Session Time: 12:00pm-1:30pm
Location: Exhibit Hall located in Hall B, Level 2
Objective: To investigate whether the pharmacological inhibition of unfolded protein response (UPR) pathway would be beneficial in cellular model of synucleinopathies.
Background: It has been shown that the UPR is activated in many neurodegenerative diseases including Alzheimer’s disease (AD) and Parkinson’s disease (PD) in post mortem human brains as well as in numerous animal and cell models, suggesting that the neurons are subjected to endoplasmic reticulum (ER) stress. Recently, we have shown that UPR pathway is activated to a greater extent when AD- and PD-type pathologies occur simultaneously, in such cases as PD with dementia (PDD) and dementia with Lewy bodies (DLB), in comparison to AD and control subjects. To further support UPR as a tantalising option for the general treatment for neurodegenerative diseases that would be independent of any disease-specific mechanisms, it was shown that inhibiting a key mediator of UPR pathway by a specific protein kinase RNA (PKR)-like ER kinase (PERK) inhibitor prevented UPR-mediated translational repression and abrogated development of clinical signs of prion disease in mice, with neuroprotection throughout the mouse brain.
Methods: Human SH-SY5Y neuroblastoma cells were transfected to over-express either amyloid precursor protein (APP) or α-synuclein. Cells were transfected with pcDNA3.1 (-) plasmids containing APP Swedish KM670/671NL double mutation (APPswe) to model AD-type pathology. To mimic PD pathology, different sets of cells will be transfected with plasmids containing human α-synuclein cDNA. Cells will be treated with a PERK-specific inhibitor, GSK2606414, then the level of proteins that are involved in the activation of UPR: PERK, phosphorylated PERK (p-PERK), and GRP78/BiP, will be quantified using Western blot.
Results: GSK2606414 treatment did not alter the level of GRP78/BiP protein in cells expressing APPswe mutation compared to its wildtype. The levels of PERK and p-PERK protein are currently being quantified in the same type of cells, and all of these protein levels will also be analysed in α-synuclein over-expressing cells.

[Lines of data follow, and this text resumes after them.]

PR #11122, opened 2021-04-17
Better to use "0777" than "0o777",instead of only in Go

lilongfeng0902:
fileMode type is uint32, I think the value is 0o777,which is not correct, please check my proposal whether is reasonable.

### DIFF
--- a/cmd/minikube/cmd/root.go
+++ b/cmd/minikube/cmd/root.go
@@ -62,7 +62,7 @@ var RootCmd = &cobra.Command{
 	Long:  `minikube provisions and manages local Kubernetes clusters optimized for development workflows.`,
 	PersistentPreRun: func(cmd *cobra.Command, args []string) {
 		for _, path := range dirs {
-			if err := os.MkdirAll(path, 0777); err != nil {
+			if err := os.MkdirAll(path, 0o777); err != nil {
 				exit.Error(reason.HostHomeMkdir, "Error creating minikube directory", err)
 			}
 		}
--- a/cmd/minikube/cmd/root.go
+++ b/cmd/minikube/cmd/root.go
@@ -62,7 +62,7 @@ var RootCmd = &cobra.Command{
 	Long:  `minikube provisions and manages local Kubernetes clusters optimized for development workflows.`,
 	PersistentPreRun: func(cmd *cobra.Command, args []string) {
 		for _, path := range dirs {
-			if err := os.MkdirAll(path, 0o777); err != nil {
+			if err := os.MkdirAll(path, 0777); err != nil {
 				exit.Error(reason.HostHomeMkdir, "Error creating minikube directory", err)
 			}
 		}


afbjorklund (changes requested):
They are both the same value, `0777` in octal is the same as `511` in decimal.

https://golang.org/ref/spec#Integer_literals

lilongfeng0902:
> They are both the same value, `0777` in octal is the same as `511` in decimal.
> 
> https://golang.org/ref/spec#Integer_literals

Now I kown that 0777、0o777、0O777 are both the same value，but I‘m confusing that why change 0777 to 0o777. Other way, there has a  compile error in Goland tool，so I suggest this PR. Can you explain my confusing? Thanks.

afbjorklund:
> Other way, there has a compile error in Goland tool，so I suggest this PR. Can you explain my confusing? Thanks.

Can you show the compile error ? I think you will find octal contents all over the place (in historical `0111` notation)

But we should probably pick one style everywhere. Note that `0o755` doesn't work in shell commands, for instance.

`chmod: invalid mode: ‘0o755’`

lilongfeng0902:
> > Other way, there has a compile error in Goland tool，so I suggest this PR. Can you explain my confusing? Thanks.
> 
> Can you show the compile error ? I think you will find octal constants all over the place (in historical `0111` notation)
> 
> But we should probably pick one style everywhere. Note that `0o755` doesn't work in shell commands, for instance.
> 
> `chmod: invalid mode: ‘0o755’`

Now I understand why that changes “0777” to “0o777”. In my Goland tool, "o777" is treated as variable, the compile error tell me`Unresloved reference 'o777'`  What should I do?

afbjorklund:
> In my Goland tool, "o777" is treated as variable, the compile error tell me`Unresloved reference 'o777'`

OK, now I see the issue. It is either `0777` or `0o777` - but not `o777` which is invalid syntax.

You might want to get a "programmer font" installed, that makes it easier to tell `0` from `O`...

lilongfeng0902:
> > In my Goland tool, "o777" is treated as variable, the compile error tell me`Unresloved reference 'o777'`
> 
> OK, now I see the issue. It is either `0777` or `0o777` - but not `o777` which is invalid syntax.
> 
> You might want to get a "programmer font" installed, that makes it easier to tell `0` from `O`...
> 
> For instance, this one:
> 
> https://blog.jetbrains.com/blog/2020/01/15/jetbrains-mono-a-new-font-made-for-developers/
> 
> jetbrains-mono-font-symbols

image
I think that you haven't seen my issue, now I upload the picture about the error. This maybe can help you to unnderstand me. However I have used “JetBrains Mono” font, it looks very good to me. Thank you.

afbjorklund:
If your IDE doesn't understand octal literals, that sounds like an IDE bug. It _should_ accept `0o777` since it is in the Go standard.

lilongfeng0902:
> If your IDE doesn't understand octal literals, that sounds like an IDE bug. It _should_ accept `0o777` since it is in the Go standard.

Yeah，I agree with you. Maybe I need to track and understand IDE bug, but I prefer to take time to  study the code of minikube. Thank you again. ^o^

afbjorklund:
Actually the "o" octal literals did break some other tools as well, such as old `gocyclo`. So we should try to avoid them.

Better to use `0777`, since it works in all the tools and also in other languages such as bash (instead of only in Go)

lilongfeng0902:
> Actually the "o" octal literals did break some other tools as well, such as old `gocyclo`. So we should try to avoid them.
> 
> Better to use `0777`, since it works in all the tools and also in other languages such as bash (instead of only in Go)

Whether can I open this PR again, it means my PR was reasonable. I'm so happy to make contribute to the minikube community.

lilongfeng0902:
Reasonable than open. ^0^

medyagh (approved):
Looks good to me @lilongfeng0902 , Thank you for this PR and improving minikube, this will prevent another user building minikube with IDEs get fraustrated, thank you.

btw I am curious how did you end up touching that part of the code, were u trying to add a feature or a bug ? 

look forward for more PRs for you

lilongfeng0902:
> Looks good to me @lilongfeng0902 , Thank you for this PR and improving minikube, this will prevent another user building minikube with IDEs get fraustrated, thank you.
> 
> btw I am curious how did you end up touching that part of the code, were u trying to add a feature or a bug ?
> look forward for more PRs for you

As mentioned above, I am just learning about minikube, like how to organize the code, because "root.go" is an entry file, I look it first, but is‘s not compiled exactly in my IDE, I realized that this is an improvement, then I proposed a PR. Maybe it's lucky for me. In short, I am very happy to make a meaningful contribution to the community. ^0^

PR #11127, opened 2021-04-18
new command "image pull: allow to load remote images directly without cache

afbjorklund:
When looking at the benchmarks, there seems to be a need to pull images without too much intermediate layers...

This bypasses the local daemon and the file cache, and asks the container runtime to pull directly from the registry.

Basically the same as:

`minikube ssh -- sudo crictl pull image`

### DIFF
--- a/pkg/minikube/machine/cache_images.go
+++ b/pkg/minikube/machine/cache_images.go
@@ -294,6 +294,86 @@ func transferAndLoadImage(cr command.Runner, k8s config.KubernetesConfig, src st
 	return nil
 }
 
+// pullImages pulls images to the container run time
+func pullImages(cruntime cruntime.Manager, images []string) error {
+	klog.Infof("PullImages start: %s", images)
+	start := time.Now()
+
+	defer func() {
+		klog.Infof("PullImages completed in %s", time.Since(start))
+	}()
+
+	var g errgroup.Group
+
+	for _, image := range images {
+		image := image
+		g.Go(func() error {
+			return cruntime.PullImage(image)
+		})
+	}
+	if err := g.Wait(); err != nil {
+		return errors.Wrap(err, "error pulling images")
+	}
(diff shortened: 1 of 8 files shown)


afbjorklund:
@spowelljr : Would avoid having to save + scp + load the image help anything, with your benchmarks ?

```
crane pull image image.tar
minikube cp image.tar /tmp/image.tar
minikube ssh -- docker load -i /tmp/image.tar
```

vs

```
minikube ssh -- docker pull image
```

medyagh:
> uld avoid having to save + scp + load the image help anything, with your benchmarks ?
> 
> minikube image load image

@afbjorklund would this be only useful for publicly available images ?

afbjorklund:
> would this be only useful for publicly available images ?

You would have to run a registry _somewhere_, but it doesn't have to use docker hub or any other publicly available one.

The main difference is if you plan to do it more than once (e.g. for another cluster, later on). Then you might want to cache.

medyagh (approved):

pkg/minikube/machine/cache_images.go
```diff
@@ -294,6 +294,86 @@ func transferAndLoadImage(cr command.Runner, k8s config.KubernetesConfig, src st
...
+		})
+	}
+	if err := g.Wait(); err != nil {
+		return errors.Wrap(err, "error pulling images")
+	}
+	klog.Infoln("Successfully pulled images")
+	return nil
+}
+
+func DoPullImages(images []string, profile *config.Profile) error {
```
medyagh, line 321: exported funcs, add comment plz

medyagh (changes requested):

pkg/minikube/machine/cache_images.go
afbjorklund: will do, the others didn't have any either

medyagh (approved):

Conclusions: Preliminary data suggest that the GSK2606414 does not alter the GRP78/BiP protein level in AD cellular model. However, further analyses may reveal the effect of the drug in both AD- and PD cellular models. The results from this study will be of high importance as potential therapeutic targets may be discovered.
To cite this abstract in AMA style:J.H. Baek, E. Bereczki, D. Aarsland. The unfolded protein response pathway as a possible therapeutic target for the synucleinopathies [abstract]. Mov Disord. 2016; 31 (suppl 2). https://www.mdsabstracts.org/abstract/the-unfolded-protein-response-pathway-as-a-possible-therapeutic-target-for-the-synucleinopathies/. Accessed March 1, 2024.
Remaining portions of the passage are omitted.